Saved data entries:
PR #2995, opened 2021-09-23
Adding cards for W prime to B prime + Top production for CASE analysis

wpmccormack:
This is the 3+3 prong topology for the CASE analysis.  Scan of W' and B' masses

### DIFF
--- a/bin/MadGraph5_aMCatNLO/cards/production/2017/13TeV/WpToBpTop/WpToBpT_conf/Zt_madspin_card.dat
+++ b/bin/MadGraph5_aMCatNLO/cards/production/2017/13TeV/WpToBpTop/WpToBpT_conf/Zt_madspin_card.dat
@@ -1,0 +1,26 @@
+#************************************************************
+#*                        MadSpin                           *
+#*                                                          *
+#*    P. Artoisenet, R. Frederix, R. Rietkerk, O. Mattelaer * 
+#*                                                          *
+#*    Part of the MadGraph5_aMC@NLO Framework:              *
+#*    The MadGraph5_aMC@NLO Development Team - Find us at   *
+#*    https://server06.fynu.ucl.ac.be/projects/madgraph     *
+#*                                                          *
+#************************************************************
+
+set ms_dir ./madspingrid
+set max_running_process 1
+
+set Nevents_for_max_weigth 250 # number of events for the estimate of the max. weight
+#set BW_cut 15                # cut on how far the particle can be off-shell
+set max_weight_ps_point 400  # number of PS to estimate the maximum for each event
+
+define dprod = g u c d s b u~ c~ d~ s~ b~ a ve vm vt e- mu- ve~ vm~ vt~ e+ mu+ ta- ta+
+
+# specify the decay for the final state particles
+decay t > w+ b, w+ > dprod dprod
+decay t~ > w- b~, w- > dprod dprod
+decay z > dprod dprod
+# running the actual code
+launch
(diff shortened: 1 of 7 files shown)


agrohsje:
hi @wpmccormack please check my corrections. mainly cleaned up and a small fixes for 4fs. @sihyunjeon do you prefer moving madspin to the me command line? we could also fix the syntax so that we don't have s-channel specifications. no strong preference. what do you think?

wpmccormack:
Hi @agrohsje , this looks fine with me thank you!  I had just copied these cards from a pre-existing set, with some minor modification

bin/MadGraph5_aMCatNLO/cards/production/2017/13TeV/WpToBpTop/WpToBpT_conf/Zt_proc_card.dat
```diff
@@ -0,0 +1,5 @@
+import model VLQVP_UFO
+generate p p > wp+ bp~ > z t b~
```
sihyunjeon, line 2: Does "wp+ decay to bp top" and "bp to z and b"?
The syntax is not so safe in some sense so it would be my naive suggestion to change like below :
p p > t bp~, bp~ > z b~
Of course this case you are assuming onshell bp production so it only works when you are doing some bump search for m(bp)

sihyunjeon: MassesWp = [2000, 3000, 5000]
MassesBp = [25,80,170,400]
MassesT = [25,80,170,400]

But looking at your mass settings m(Wp) >> m(Bp) so I think the syntax suggested would be OK

bin/MadGraph5_aMCatNLO/cards/production/2017/13TeV/WpToBpTop/WpToBpT_conf/Zt_madspin_card.dat
```diff
@@ -0,0 +1,14 @@
...
+set Nevents_for_max_weigth 250 # number of events for the estimate of the max. weight
+#set BW_cut 15                # cut on how far the particle can be off-shell
+set max_weight_ps_point 400  # number of PS to estimate the maximum for each event
+
+define dec = u c d s b u~ c~ d~ s~ b~ ve vm vt e- mu- ta- ve~ vm~ vt~ e+ mu+ ta+
+
+# specify the decay for the final state particles
+decay t > w+ b, w+ > dec dec
+decay t~ > w- b~, w- > dec dec
+decay z > dec dec
```
sihyunjeon, line 12: Are you also considering fully hadronic channel for your analysis as well?

wpmccormack:
Hi @sihyunjeon , first, many apologies for such a delayed response on my end.  I just pushed changes to make all-hadronic final states.
I also tried your recommended syntax of p p > t bp~, bp~ > z b~, but this gave 0 cross section for all masses.  As an alternate, I tried e.g. p p > wp+ and putting forced decays for wp and bp in the madspin file.  That seems to have hung in the "decaying the events" step of generation.  I went through the lhe files for the original process syntax, and they seem to have the correct parent-child relations among the particles.

agrohsje:
Hi @sihyunjeon , please feel free to merge if ok with you. It seems everything was addressed.

wpmccormack:
Hi all, the Z decays should be consistent between the two PRs now, thanks!

sihyunjeon:
I am quite surprised to see that all masses are giving you 0 cross sections. I've realized that you have some m(bp) < 90 GeV as well so bp~ > z b~ might not work. But for higher masses it should because it is giving you the same diagrams but only forcing bp~ to be onshell produced from wp+. Otherwise it might be some other diagrams that you DON'T WANT as your signals contributing to the process and that results in non-zero cross section. If you are confident with your physics modellings I can merge it (anything can happen with BSM...), but this behavior is not something I can't understand

wpmccormack:
Hi @sihyunjeon , so specifically the syntax p p > t bp~, bp~ > z b~ gives 0 cross section.  When I tried e.g. p p > wp+, wp+ > t bp~ or p p > wp+, wp+ > t bp~, bp~ > z b~, that did not give 0 cross section, but there were errors in the decay (from madspin I think).  When I did p p > wp+ with the decays specified in the madspin file, the decay process seemed to be taking forever (I let it run for several hours without finishing).  The LHE files that I generate with the current syntax seems to have the correct relationships among parent and daughter particles.  We really only care about the pronginess of the final state di-jet system, so particular diagrams aren't extremely important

▸ **What the exercise asks**: Given the records above, return exactly the lines starting at the line containing "z > dprod dprod" and ending at the line containing "MassesT = [25,80,170,400]", including both.

▸ **Output for this task**:
+decay z > dprod dprod
+# running the actual code
+launch
(diff shortened: 1 of 7 files shown)


agrohsje:
hi @wpmccormack please check my corrections. mainly cleaned up and a small fixes for 4fs. @sihyunjeon do you prefer moving madspin to the me command line? we could also fix the syntax so that we don't have s-channel specifications. no strong preference. what do you think?

wpmccormack:
Hi @agrohsje , this looks fine with me thank you!  I had just copied these cards from a pre-existing set, with some minor modification

bin/MadGraph5_aMCatNLO/cards/production/2017/13TeV/WpToBpTop/WpToBpT_conf/Zt_proc_card.dat
```diff
@@ -0,0 +1,5 @@
+import model VLQVP_UFO
+generate p p > wp+ bp~ > z t b~
```
sihyunjeon, line 2: Does "wp+ decay to bp top" and "bp to z and b"?
The syntax is not so safe in some sense so it would be my naive suggestion to change like below :
p p > t bp~, bp~ > z b~
Of course this case you are assuming onshell bp production so it only works when you are doing some bump search for m(bp)

sihyunjeon: MassesWp = [2000, 3000, 5000]
MassesBp = [25,80,170,400]
MassesT = [25,80,170,400]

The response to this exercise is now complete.